One bright spot on the economic horizons around the
world seems to be continued consumer spending and ecommerce
is clearly a part of this, with sales estimated to be
in excess of $12.3 Billion in the next three months
according to ACNielsen. But, there is a dark cloud hovering
over this landscape called poor ecommerce web site design.
Let's explore some of the reasons why consumers are
not reaching for their credit cards after perusing an
ecommerce web site.
There is a huge knowledge gap about how the
web is really driving online and offline commerce.

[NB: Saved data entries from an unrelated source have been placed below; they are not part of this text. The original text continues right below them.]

PR #415, opened 2026-07-10
Skip local seed when the database already has data

### LINKED ISSUE #414: Local dev api crash-loops on restart: non-idempotent seed re-runs against persisted volume
Restarting the local backend with `make dev-down && make dev-up` (or any `make dev-up` after the first) crashes the api container on boot once the dev database volume already contains data.

## Symptom

The UI shows "We are experiencing technical difficulties," and the api container is `Exited (1)`:

```
executing migrations...
Populating database with /app/_test_data_empire.sql
ERROR: duplicate key value violates unique constraint "datacall_key" (SQLSTATE 23505)
```

## Root cause

Two things combine:

1. `make dev-up` regenerates `backend/dev.compose.env` on every run with `DB_POPULATE=/app/_test_data_empire.sql` set, so the seed step runs on every boot.
2. The seed script (`_test_data_empire.sql`) is not idempotent - it INSERTs fixed-key rows. The local docker volume persists across `docker compose down` (no `-v`), so the second and later boots re-run the seed against an already-populated database and hit a duplicate-key error, which `log.Fatal`s the process.

This bites anyone who has loaded real data into the local volume (e.g. a dev/prod DB sync) and then restarts the backend.

## Expected

On local/test, seeding should preserve an already-populated database rather than crashing. A fresh (empty) volume should still seed normally.

## Fix

Gate `populate()` on an empty-database check (row count on `fismasystems`). If the database already holds data, skip the seed and leave it untouched. Ephemeral E2E databases start empty each run, so they continue to seed.

danielbowne:
Fixes #414.

## Problem

Restarting the local backend with `make dev-up` after the first run crash-loops the api container. The seed script (`_test_data_empire.sql`) is not idempotent, and the local docker volume persists across `docker compose down`, so every boot after the first re-runs the seed against an already-populated database and dies with:

```
ERROR: duplicate key value violates unique constraint "datacall_key" (SQLSTATE 23505)
```

This is especially painful after loading real data into the local volume (e.g. a dev/prod sync), because the only workaround was to wipe the volume - destroying exactly the data you wanted to keep.

## Change

Gate `populate()` on an empty-database check. Before loading the seed, it counts rows in `fismasystems` (a core table created by migrations and populated by the seed). If the database already holds data, seeding is skipped and the existing data is left untouched. A fresh, empty volume still seeds as before.

The check runs before any connection is acquired for the load, and only reads the filesystem when it actually intends to seed, so an already-seeded restart neither touches the seed file nor holds a pooled connection unnecessarily.

## Why this is safe for CI

The Emberfall E2E stack and the Go integration stack both spin up an ephemeral database with no persistent volume, so they start empty every run and continue to seed normally. Only a persisted local dev volume is affected.

## Testing

- Added `TestPopulateSkipsWhenSeededIntegration`, which asserts the gate reports an already-seeded DB and that a second `populate()` is a no-op (it passes a nonexistent path to prove the gate returns before any file read).
- `make test-full` passes locally: 143 Emberfall E2E checks, 0 failures, plus the integration suite.
- Manually verified `make dev-down && make dev-up` on a persisted volume now logs `Skipping populate: database already contains data` and boots cleanly, with the loaded data (1369 systems) intact.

A
recent eCommercePulse survey of more than 33,000 surfers
conducted by Nielsen/Net ratings and Harris Interactive
indicates ecommerce sites are driving more purchases
offline (phone, catalogue, retail store sales) than
online. Consumers are using the web to effortlessly
compare features and pricing then, calling the
company or visiting their local retail store to make
a purchase. Clearly many companies need to factor this
information in when they analyze their online and offline
marketing expenditures and related ROI.
Unfortunately many firms have allocated a disproportionate
amount of resources for advertising and not enough on
good web site design and back end infrastructure. It's
critical to make the market aware of a site, but if
the potential customers are not presented with the right
navigation and menus (read information architecture)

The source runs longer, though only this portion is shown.